33. The Curse of the Blue Figurine by John Bellairs (Children’s Horror) 200 p.

The Curse of the Blue FigurineI was lucky enough to find a used bookstore in Toronto that had copies of several of John Bellairs’s children’s books in the old Bantam Skylark softcover editions, for only $3 each. The special thing about them is that, unlike the “updated” cover art on new editions, these older versions feature the Edward Gorey cover art—and they’re the editions I read as a child.

The Curse of the Blue Figurine is the first in Bellairs’s longest-running series, featuring 12-year-old Johnny Dixon and his friend, Professor Roderick Childermass. (Like all Bellairs protagonists, Johhny is a smart, somewhat lonely boy who gets along better with adults than with most kids his age, and who has a close friendship with an intelligent and sympathetic adult.)

The story is set in 1951, and Johnny’s mother has just died. His father, who was an air force pilot during World War II, has jumped at the chance to fly in the Korean War, and has sent Johnny to live with Grandpa and Gramma Dixon, in Duston Heights, Massachusetts. He and his grandparents go to St. Michael’s Church, and he attends the attached Catholic school.

One winter night, after Johnny and his Grandpa have helped to shovel out Professor Childermass’s car, the Professor tells Johhny the story of Father Baart, a 19th-century priest, formerly the rector of St. Michael’s, who may have been an evil sorcerer, and who is said to haunt the church. When Johnny finds a blue figurine and an ominous warning hidden in a hollowed-out book in the church basement, he becomes convinced it has something to do with Father Baart.

I found John Bellairs’s books incredibly frightening when I was a child. Even though they don’t hold the same level of suspense for me these days, they’re still lovely and charming to read. Bellairs creates some wonderfully quirky personalities, and every character vibrates with life, from Johnny’s Gramma to the school bully. I love Johnny, who is a shy and timid, a bookworm and a worrier—not the kind of kid who regularly stars in horror novels.
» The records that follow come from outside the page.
PR #3640, opened 2023-02-24
Feat/reference field selection

### LINKED ISSUE #3572: reference field, autogenerated graphQL

When using the `reference field` the autogenerated graphQL contains the hole website's data. I don't think this field  should be autogenerated or at least it should only contain  `_sys` data by default.

As for now i made a custom query. But I would love to include `...GlobalParts`. But for now it generates to much data. I can fetch the hole website with `...GlobalParts` and a `reference field`. 
 
My use case is for a menu:

```
query globalQuery($relativePath: String!) {
  global(relativePath: $relativePath) {
    menu {
      pageRef {
        ... on Page {
          title
          _sys {
            breadcrumbs
          }
        }
      }
    }
  }
}
```

I'm considering making a link module in my builder with the `reference field`, but then I have to write the hole page query with a builder myself and that wouldn't be that dynamic 

### Reproduction

none

### Steps to reproduce

console.log() the output of a `reference field`

### System Info

```shell
System:
    OS: macOS 13.0.1
    CPU: (16) x64 Intel(R) Core(TM) i9-9880H CPU @ 2.30GHz
    Memory: 117.13 MB / 16.00 GB
    Shell: 5.8.1 - /bin/zsh
  Binaries:
    Node: 16.3.0 - ~/.nvm/versions/node/v16.3.0/bin/node
    Yarn: 1.22.19 - ~/sites/idrottsrehab/node_modules/.bin/yarn
    npm: 8.3.0 - ~/.nvm/versions/node/v16.3.0/bin/npm
  Browsers:
    Chrome Canary: 112.0.5572.0
    Firefox Developer Edition: 110.0
    Firefox Nightly: 110.0a1
    Safari: 16.1
  npmPackages:
    @tinacms/cli: ^1.0.0 => 1.0.7 
    tinacms: ^1.0.0 => 1.1.4
```

### Validations

italoiung:
Fix #3572

Had to change this behaviour cause I was having trouble setting internal links within global blocks, that's got a collection for itself, and the maxDepth value needed for that feature would be impracticable.

I think I'd seen another issue requesting for the reference field option to select the fields exposed from the referenced collection, which is what this pull request is about, but it may also fix another circular references issues like the one mentioned, as it allows the user to prevent it within the API in certain cases.


jeffsee55:
@italoiung I'm not sure what problem this is tackling, are you saying the autogenerated query is overfetching data? In that case why can't you write your own custom query in the `.tina/queries` folder?

mmorkt:
Thanks for the fix!
@jeffsee55 please have a look at my issue https://github.com/tinacms/tinacms/issues/3572. I'm fetching the hole site from a single reference tag.

PR #4248, opened 2023-10-12
feat: warn nextauth custom provider

kldavis4:
Add a warning on backend api initialization when using a custom provider with the /api/tina/* catch-all

Demo: https://www.loom.com/share/af508f26eb6543e5a5012923e8724c6d?sid=cf83351e-99e6-4673-800f-de93443ce9e2

Note that this doesn't know whether a separate next-auth api handler has been configured, so the warning will show whenever the tina backend is initialized.


logan-anderson (approved):
Awesome!

PR #4280, opened 2023-10-23
add secure: true to gql endpoint

logan-anderson:
Make sure the gql endpoint as auth turned on.


kldavis4:
@logan-anderson does this fix the update password issue?

PR #4284, opened 2023-10-24
feat: cli init update tina config

kldavis4:
- update the backend init to update the tina config using the typescript compiler api
- fix a bug in the overwrite logic for the api routes

### DIFF
--- a/packages/@tinacms/cli/src/cmds/init/codegen/index.ts
+++ b/packages/@tinacms/cli/src/cmds/init/codegen/index.ts
@@ -356,15 +356,22 @@ export const addSelfHostedTinaAuthToConfig = async (
     fs.readFileSync(pathToConfig, 'utf8'),
     config.typescript ? ts.ScriptTarget.Latest : ts.ScriptTarget.ESNext
   )
+  const { configImports, configAuthenticationClass, extraTinaCollections } =
+    config.authenticationProvider
+
+  const importMap: Record<string, string[]> = {
+    // iterate over configImports and add them to the import map
+    ...configImports.reduce((acc, { from, imported }) => {
+      acc[from] = imported
+      return acc
+    }, {} as Record<string, string[]>),
+  }
 
   const transformedSourceFileResult = ts.transform(
     sourceFile,
     [
       makeImportsVisitor(sourceFile, {
-        'tinacms-authjs/dist/tinacms': [
-          'TinaUserCollection',
-          'UsernamePasswordAuthJSProvider',
-        ],
+        ...importMap,
         tinacms: ['LocalAuthProvider'],
       }),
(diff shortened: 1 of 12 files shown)


logan-anderson:
**Doesn't need fixed to be in this PR**

We need to generate the users content/users/index.json.

packages/@tinacms/cli/src/cmds/init/codegen/index.ts
```diff
@@ -0,0 +1,403 @@
...
+  const sourceFile = ts.createSourceFile(
+    pathToConfig,
+    fs.readFileSync(pathToConfig, 'utf8'),
+    config.typescript ? ts.ScriptTarget.Latest : ts.ScriptTarget.ESNext
+  )
+
+  const transformedSourceFileResult = ts.transform(
+    sourceFile,
+    [
+      makeImportsVisitor(sourceFile, {
```
logan-anderson, line 363: You _could_ get these values from ` config.authenticationProvider.configImports` instead of hard coding them.

packages/@tinacms/cli/src/cmds/init/codegen/index.ts
```diff
@@ -0,0 +1,403 @@
...
+        ...parseVariableStatement(
+          "const isLocal = process.env.TINA_PUBLIC_IS_LOCAL === 'true'"
+        )
+      ),
+      makeUpdateObjectLiteralPropertyVisitor(
+        sourceFile,
+        'defineConfig',
+        'authProvider',
+        ...parseExpression(
+          'isLocal ? new LocalAuthProvider() : new UsernamePasswordAuthJSProvider()'
```
logan-anderson, line 381: Same with this you _could_ get this value from ` config.authenticationProvider.configAuthenticationClass`

packages/@tinacms/cli/src/cmds/init/codegen/index.ts
```diff
@@ -0,0 +1,403 @@
...
+        )
+      ),
+      makeUpdateObjectLiteralPropertyVisitor(
+        sourceFile,
+        'defineConfig',
+        'contentApiUrlOverride',
+        ...parseExpression("'/api/tina/gql'")
+      ),
+      makeAddExpressionToSchemaCollectionVisitor(
```
logan-anderson, line 390: This _could_ be only applied if `config.authenticationProvider.name === 'next-auth'`

logan-anderson (approved):
This is amazing and blew my mind! I am **definitely** ok with merging as is (Was not able to find any issues in testing). Just left a couple of comments that you can optionally add if you want to make it more future proof for when we want to add more authentication providers to the init. (Like maybe clerk for example)

PR #4286, opened 2023-10-25
Fix clerk auth

logan-anderson:
Updates the `tinacms-clerk` package to use the new auth patterns

### DIFF
--- a/packages/tinacms-clerk/src/tinacms.ts
+++ b/packages/tinacms-clerk/src/tinacms.ts
@@ -1,0 +1,74 @@
+import { AbstractAuthProvider } from 'tinacms'
+
+import type Clerk from '@clerk/clerk-js'
+
+export class ClerkAuthProvider extends AbstractAuthProvider {
+  clerk: Clerk
+  allowedList?: string[]
+  constructor({
+    clerk,
+    allowedList,
+  }: {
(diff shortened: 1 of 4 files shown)


kldavis4 (approved):

packages/tinacms-clerk/src/tinacms.ts
```diff
@@ -0,0 +1,74 @@
...
+          socialButtonsBlockButton: 'px-4 py-2 border border-gray-100',
+          formFieldInput: `px-4 py-2`,
+          formButtonPrimary: 'bg-blue-600 text-white p-4',
+          formFieldInputShowPasswordButton: 'm-2',
+          dividerText: 'px-2',
+        },
+      },
+    })
+  }
+  async getUser() {
```
kldavis4, line 55: instead of doing this, we should implement authorize like here: https://github.com/tinacms/tina-cloud-starter-self-hosted-clerk/blob/kldavis4/clerk_users_collection/tina/config.tsx#L17

That way, you aren't immediately logged out and get a helpful not authorized message

logan-anderson: Updated

kldavis4 (approved):

PR #4287, opened 2023-10-26
add users/index.json file when doing init

logan-anderson:
When doing init and using self hosted, add a content/users/index.json file

### DIFF
--- a/packages/@tinacms/cli/src/cmds/init/apply.ts
+++ b/packages/@tinacms/cli/src/cmds/init/apply.ts
@@ -121,6 +121,25 @@ async function apply({
       config,
       generatedFile: env.generatedFiles['next-api-handler'],
     })
+    // add pages/api/tina/users.json file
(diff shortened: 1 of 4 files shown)


packages/@tinacms/cli/src/cmds/init/apply.ts
```diff
@@ -121,6 +121,25 @@ async function apply({
       config,
       generatedFile: env.generatedFiles['next-api-handler'],
     })
+    // add pages/api/tina/users.json file
```
kldavis4, line 124:
```suggestion
    // add content/users/index.json file
```

kldavis4 (approved):
one of the comments is wrong but otherwise looks good to me

logan-anderson:
> one of the comments is wrong but otherwise looks good to me

That was codepilot 😂 Good catch @kldavis4

kldavis4 (approved):

PR #4310, opened 2023-11-03
feat: self-hosting improvements

logan-anderson:
improvements to self hosted tina.

See the [changeset](https://github.com/tinacms/tinacms/blob/self-host/.changeset/calm-fireants-suffer.md) for a full list of changes


examples/kitchen-sink/tina/config.tsx
```diff
@@ -16,27 +16,26 @@ const router = ({ document, collection }) => {
...
-      },
-      authenticate: async () => {
-        localStorage.setItem(TINA_TOKEN_KEY, 'some-token')
-        return true
-      },
-      getUser: async () => {
-        return localStorage.getItem(TINA_TOKEN_KEY)
-      },
-    },
+    auth: customAuthProvider,
```
kldavis4, line 38: is this correct?

examples/tina-self-hosted-demo/tina/config.tsx
```diff
@@ -1,37 +1,26 @@
...
 import { ColorPickerInput } from '../components/fields/color'
 import { iconSchema } from '../components/util/icon'
+import {
+  TinaUserCollection,
+  UsernamePasswordAuthJSProvider,
+} from 'tinacms-authjs/dist/tinacms'
+
+const isLocal = process.env.TINA_PUBLIC_IS_LOCAL === 'true'
+// process.env.NEXTAUTH_URL = process.env.NEXT_PUBLIC_NEXTAUTH_URL
+// console.log(process.env.NEXTAUTH_URL)
```
kldavis4, line 16:
```suggestion
```

examples/kitchen-sink/tina/config.tsx
logan-anderson: I think this could be removed and it would work the same.

Passing an object to the admin provider is correct but a class is preferred. 

Should we remove he customAuthProvider from this example?

kldavis4: I think its fine as-is if it works - maybe better to set it via authProvider since admin.auth is deprecated, though

kldavis4 (approved):

PR #4315, opened 2023-11-07
fix self hosted types

logan-anderson:
Fix self hosted types so we don't get any errors in strict mode.


logan-anderson:
Tested in the SSG repo and everything seems to be working.

kldavis4 (approved):

PR #4324, opened 2023-11-10
Minor Improvements

logan-anderson:
A couple of small QOL updates that I noticed when going threw the demo with Scott.

- Updates verbiage on some of the questions (makes it a bit more clear with examples)
- removes looking at app router
   -  I realized that  if the user is using the app router, adding the pages router example will still work because both the app router and pages router can be used at the same time. We ran into an issue where the entire init backend would break if the pages router is being used.

### DIFF
--- a/packages/@tinacms/cli/src/cmds/init/apply.ts
+++ b/packages/@tinacms/cli/src/cmds/init/apply.ts
@@ -522,18 +522,22 @@ const logNextSteps = ({
 }) => {
   if (isBackend) {
     logger.info(focusText(`\n${titleText(' TinaCMS ')} backend initialized!`))
-    logger.info(
-      'Please add the following environment variables to your .env file'
-    )
-    logger.info(
-      indentText(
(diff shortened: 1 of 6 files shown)


packages/@tinacms/cli/src/cmds/init/apply.ts
```diff
@@ -538,11 +538,13 @@ const logNextSteps = ({
       )
       logger.info(indentText(envFileText))
     }
+    logger.info(
+      'Before you can start your site you will need to update your site to use the backend client.\nSee docs for more info: https://tina.io/docs/self-hosted/querying-data/'
```
kldavis4, line 542: "your site" is repetitive

logan-anderson: Update to "'Before you can run your site you will need to update to use the backend client"

kldavis4 (approved):

PR #4326, opened 2023-11-12
Allow each `AuthProvider` to render a custom login screen, not just redirect to a login page

coreyaus:
## Notes

- This is an extension to the latest in-progress work on the `self-host` branch
    - It includes small tweaks to the `tinacms` and `@tinacms/schema-tools` packages
- Given it's not a PR to the `main` branch, I haven't run `pnpm changeset` to generate a changeset file
    - If you're happy to merge these changes into the `self-host` branch then I assume they can be included as part of the changeset that PR will generate? Please let me know if that's incorrect and I can add a changeset - I just didn't think it made sense to attempt any version bumps when pushing into a feature branch other than `main`

## Feature description

**Add `getLoginScreen` to `AbstractAuthProvider`**

- This extends the existing `LoginStrategy` type to include a new `LoginScreen` option
- When the `LoginStrategy` is set to `LoginScreen` and a `getLoginScreen` function is provided to return a `React.ReactNode` the main `AuthWallInner` will display the custom login screen provided, rather than showing the modal popups and forcing a redirect or displaying the username and password form

## Next steps

If you're happy with this idea, I could help refactor the `UsernamePassword` login strategy to use the LoginScreen, which would make also make it more flexible to be extended in future (or for users to bring their own authentication form components)

**UPDATE:** I've opened a follow-up PR that demonstrates what it would look like to update the existing `UsernamePasswordAuthJSProvider` to use the login screen: #4328. I'd love to see the `getLoginScreen` function (or something similar) added to TinaCMS and really only created the second PR as a demo in case it's helpful - there's definitely no reason we couldn't add the `getLoginScreen` function but leave the `UsernamePasswordAuthJSProvider` form untouched

PR #4328, opened 2023-11-12
Use LoginScreen for UsernamePasswordAuthJSProvider, not modal (follows #4326)

coreyaus:
## Notes

- Follows on from #4326 
- This relates to the `self-host` branch that @logan-anderson and @kldavis4 have been developing
- Let me know if you'd like me to add a changeset - I assumed it wasn't necessary given it's a PR suggestion into the unreleased `self-host` feature branch but if that's incorrect I can easily add a changeset
- I'd love to see the `getLoginScreen` function from PR 4326 (or something similar) added to TinaCMS and really only created this second PR as a demo in case it's helpful
    - Definitely no worries at all if you'd prefer to close this PR and leave the `UsernamePasswordAuthJSProvider` form untouched, but hopefully you'll consider the `getLoginScreen` function from PR 4326 regardless 🤞  

## Feature description

- This refactors the form code for the `UsernamePasswordAuthJSProvider` so it now appears on a login screen, rather than appearing in a modal
- It also includes a suggestion to hide the TinaCMS sidebar until the user has signed into the admin portal, though this second commit could easily be reverted if you'd prefer to always show the TinaCMS sidebar alongside the login screen

image

### DIFF
--- a/packages/@tinacms/schema-tools/src/types/index.ts
+++ b/packages/@tinacms/schema-tools/src/types/index.ts
@@ -1,4 +1,3 @@
-import type { FC } from 'react'
 import type React from 'react'
 
 type Meta = {
@@ -442,6 +441,12 @@ type TokenObject = {
 
 export type LoginStrategy = 'UsernamePassword' | 'Redirect' | 'LoginScreen'
 
+type LoginScreenProps = {
+  handleAuthenticate: () => Promise<void>
+  authProps: Record<string, string>
+  setAuthProps: React.Dispatch<React.SetStateAction<Record<string, string>>>
+}
+
 export interface AuthProvider {
   /**
    *  Used for getting the token from the custom auth provider
@@ -480,8 +485,8 @@ export interface AuthProvider {
   isAuthorized: (context?: any) => Promise<boolean>
   isAuthenticated: () => Promise<boolean>
   getLoginStrategy: () => LoginStrategy
-  getLoginScreen: () => FC | null
-  getSessionProvider: () => FC<{ basePath?: string }>
+  getLoginScreen: () => React.FC<LoginScreenProps> | null
+  getSessionProvider: () => React.FC<{ basePath?: string }>
 }
 
 interface AuthHooks {
@@ -876,7 +881,7 @@ export type Option =
   | string
   | {
       label?: string
-      icon?: FC
+      icon?: React.FC
       value: string
     }
 
--- a/packages/@tinacms/schema-tools/src/types/index.ts
+++ b/packages/@tinacms/schema-tools/src/types/index.ts
@@ -439,12 +439,9 @@ type TokenObject = {
   refresh_token?: string
 }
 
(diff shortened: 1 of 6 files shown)


kldavis4:
@coreyaus what is the context for this change?

coreyaus:
Hey @kldavis4 

Thanks for taking a look a this - I'll explain below but please let me know if anything is unclear

### Initial PR (4326): Allowing each `AuthProvider` to use the `loginScreen` feature

- The easier and more useful place to start is probably #4326. I created that PR because I noticed the `AuthWallInner` component exposed an optional `loginScreen` prop that was never actually being used and I realised it could provide a really handy feature for anyone creating their own AuthProvider (e.g. I've created my own for SupabaseAuth)
- So in that first PR I added a `getLoginScreen` function to the `AuthProvider` class, modelled off the `getSessionProvider` function.
    - That would allow us to display a login screen directly within the Tina Admin Portal, rather than always redirecting to a separate `/login` route (which can be a little jarring)
- I think PR 4326 is a useful (and simple) feature addition that would add value to people creating their own AuthProvider, and also simplify the process of doing so. I'd love to see that one get merged (while caring less about this current PR).

### This current PR: Using the `loginScreen` approach for the `UsernamePasswordAuthJSProvider`

As an optional extension (in case it's useful but no dramas if not), I added this follow up PR to demonstrate how the existing `UsernamePassword` provider could be refactored to use a login screen. In part it stands to serve as a demo in case the initial PR (that I actually care more about) was unclear or too abstract (it only changes a few lines of code and in the interests of brevity doesn't explicitly show an example implementation of how the `getLoginScreen` method would be used)

- This current PR doesn't make any functionality changes (besides the small item in the final dot point below), but aims to bring small some quality of life improvements to the code, particularly if you need to add other login strategies in the future (e.g. extensions to the username and password provider to support multi-factor authentication or whatever else people dream up). Obviously that's subjective though so feel free to dismiss these attempted improvements if they're not useful!
    - You can see a couple of example simplifications this PR makes in the screenshots below (though obviously happy to defer to others on whether they're actually improvements - very much appreciate this is your code and you might have different reasons for wanting the forms to appear in a modal!)
- The main difference is that the username and password form now uses the existing `loginScreen` feature of the `AuthWallInner` component (which was previously unused), rather than opening the forms in a modal.
- It would also make it possible for developers to use the `UsernamePasswordAuthJSProvider` but supply their own custom login form (e.g. if they have a preferred design for that form).

As a final point, [this commit](https://github.com/tinacms/tinacms/pull/4328/commits/5d902d33fbe2573031202235c9148e58d2ef9b6d) adds a couple of lines to hide the empty TinaCMS sidebar from the admin portal until the user has authenticated (a separate but related idea). The main result is that the final login page UX is made to feel more like a traditional app sign in experience.

**Nested conditional logic is no longer required**

image

**Form logic and design can now live in its own component**

This code now lives in its own `UsernamePasswordLoginScreen.tsx` component, rather than appearing in the generic `AuthWallInner` component:

image

PR #4344, opened 2023-11-17
fix: remove namespace from db adapter

kldavis4:
namespace is only specified when calling createDatabase and not set on the adapter

### DIFF
--- a/packages/@tinacms/cli/src/cmds/init/prompts/databaseAdapter.ts
+++ b/packages/@tinacms/cli/src/cmds/init/prompts/databaseAdapter.ts
@@ -10,7 +10,6 @@ const supportedDatabaseAdapters: {
 } = {
   ['upstash-redis']: {
     databaseAdapterClassText: `new RedisLevel({
-        namespace: branch,
         redis: {
           url: process.env.KV_REST_API_URL || 'http://localhost:8079',
           token: process.env.KV_REST_API_TOKEN || 'example_token',
@@ -27,8 +26,7 @@ const supportedDatabaseAdapters: {
   },
   mongodb: {
     databaseAdapterClassText: `new MongodbLevel({
-          // If you are not using branches you could pass a static collection name. ie: "tinacms"
-          collectionName: \`tinacms-\${branch}\`,
+          collectionName: 'tinacms',
           dbName: 'tinacms',
           mongoUri: process.env.MONGODB_URI,
         })`,


logan-anderson:
@kldavis4  What happens if the namespace is not passed? Will all indexes go to the same namespace?

kldavis4:
> @kldavis4 What happens if the namespace is not passed? Will all indexes go to the same namespace?

There is a default namespace (for createDatabase)

logan-anderson:
> > @kldavis4 What happens if the namespace is not passed? Will all indexes go to the same namespace?
> 
> There is a default namespace (for createDatabase)

If you are not using the namespace, switched branches,  changed content, and pushed up to Github it would build and over ride the content on `main` (Production deployment) Correct? 

I think it might be nice to keep passing the branch name as the namespace as it would avoid this issue.

kldavis4:
> > > @kldavis4 What happens if the namespace is not passed? Will all indexes go to the same namespace?
> > 
> > 
> > There is a default namespace (for createDatabase)
> 
> If you are not using the namespace, switched branches, changed content, and pushed up to Github it would build and over ride the content on `main` (Production deployment) Correct?
> 
> I think it might be nice to keep passing the branch name as the namespace as it would avoid this issue.

I think you are misunderstanding the change - we already pass namespace to the createDatabase function. See: https://github.com/tinacms/tinacms/blob/self-host/examples/tina-self-hosted-demo/tina/database.ts#L21

If you set the collectionName to the branch on the mongo adapter, the user collection will be different for each branch.

logan-anderson:
> > > > @kldavis4 What happens if the namespace is not passed? Will all indexes go to the same namespace?
> > > 
> > > 
> > > There is a default namespace (for createDatabase)
> > 
> > 
> > If you are not using the namespace, switched branches, changed content, and pushed up to Github it would build and over ride the content on `main` (Production deployment) Correct?
> > I think it might be nice to keep passing the branch name as the namespace as it would avoid this issue.
> 
> I think you are misunderstanding the change - we already pass namespace to the createDatabase function. See: https://github.com/tinacms/tinacms/blob/self-host/examples/tina-self-hosted-demo/tina/database.ts#L21
> 
> If you set the collectionName to the branch on the mongo adapter, the user collection will be different for each branch.

Gotcha, I thought that the namespace was done at the database / collection level. My bad

logan-anderson (approved):

kldavis4:
> > > > > @kldavis4 What happens if the namespace is not passed? Will all indexes go to the same namespace?
> > > > 
> > > > 
> > > > There is a default namespace (for createDatabase)
> > > 
> > > 
> > > If you are not using the namespace, switched branches, changed content, and pushed up to Github it would build and over ride the content on `main` (Production deployment) Correct?
> > > I think it might be nice to keep passing the branch name as the namespace as it would avoid this issue.
> > 
> > 
> > I think you are misunderstanding the change - we already pass namespace to the createDatabase function. See: https://github.com/tinacms/tinacms/blob/self-host/examples/tina-self-hosted-demo/tina/database.ts#L21
> > If you set the collectionName to the branch on the mongo adapter, the user collection will be different for each branch.
> 
> Gotcha, I thought that the namespace was done at the database / collection level. My bad

Yeah, it used to be until the user collection was added

PR #4349, opened 2023-11-17
Allow auth providers to display a custom login form in the Tina admin portal

coreyaus:
- This change allows each `AuthProvider` to display a custom login form within the Tina admin portal, rather than showing the modal popups and forcing a redirect or displaying the default username and password form. This will hopefully simplify the process of creating custom auth providers and handling user authentication when self-hosting
- On a technical level this PR:
    - extends the existing `LoginStrategy` type to include a new `LoginScreen` option
    - adds a `getLoginScreen` function to `AbstractAuthProvider`, which will return the login form
- This PR replaces the original version here: https://github.com/tinacms/tinacms/pull/4326

### DIFF
--- a/.changeset/loud-panthers-check.md
+++ b/.changeset/loud-panthers-check.md
@@ -1,0 +1,6 @@
+---
+'@tinacms/schema-tools': patch
+'tinacms': patch
+---
+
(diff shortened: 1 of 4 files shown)


kldavis4:
@coreyaus I made a few tweaks / fixes in a separate PR based on this one: #4361 - going to close this one in favor of that one

PR #6729, opened 2026-04-24
Implement test for mdx parse/stringify edge cases

Ben0189:
- Added src/parse/index.test.ts with 3 unit tests covering error recovery in the MDX parser (type: 'mdx' path):
- JSX child expression inside a registered component (<Cta>{name}</Cta>) produces invalid_markdown
- Malformed/truncated tag (<Cta) produces invalid_markdown
- Serializing an invalid_markdown node roundtrips back to the original string (no data loss on save)


Ben0189:
Three test fixtures had been prefixed FIXME- since April 2023 when the underlying parser logic for HTML inside shortcodes was reverted, leaving them as known broken cases. The parser has since been fixed, so all three now pass without any code changes needed.

instead just remove the fixme prefix

packages/@tinacms/mdx/src/parse/index.test.ts
```diff
@@ -0,0 +1,63 @@
+import { describe, expect, it } from 'vitest';
+import type { RichTextField } from '@tinacms/schema-tools';
+import { parseMDX } from './index';
+import { serializeMDX } from '../stringify';
+
+// parseMDX and serializeMDX require an image URL callback to transform image src values.
+// In tests we don't worry about image transformation, so we pass this no-op that returns the URL unchanged.
+const passthrough = (value: string) => value;
+
+const field: RichTextField = {
```
JackDevAU, line 9: should we make these tests match the other markdown/field tests (field.ts file, in.md file, etc) ?

packages/@tinacms/mdx/src/next/parse/index.ts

The most entertaining character is Professor Childermass, a small, middle-aged man with a bad temper and a kind heart. And he has a fuss closet!—a place where, dressed in sweatpants and a sweatshirt, he can vent his frustrations by ranting, yelling, cursing, and pounding on the walls. On the inside of the door is a sign, bearing the words:

TO FUSS IS HUMAN;
TO RANT, DIVINE!

I love it.

It’s such a shame that this book, and all of Bellairs’s kids’ books, were re-issued without the Edward Gorey covers, because they were, and are, such an integral part of my enjoyment of the books. Unlike many illustrators, who seem never to have opened the book, or even glanced at a synopsis or description of the characters, Edward Gorey always drew actual scenes from the book, and the characters always looked exactly right. I couldn’t find a good picture of the cover, but the drawing of Father Baart is perfect; I don’t think I’ve ever seen a cover that was so right.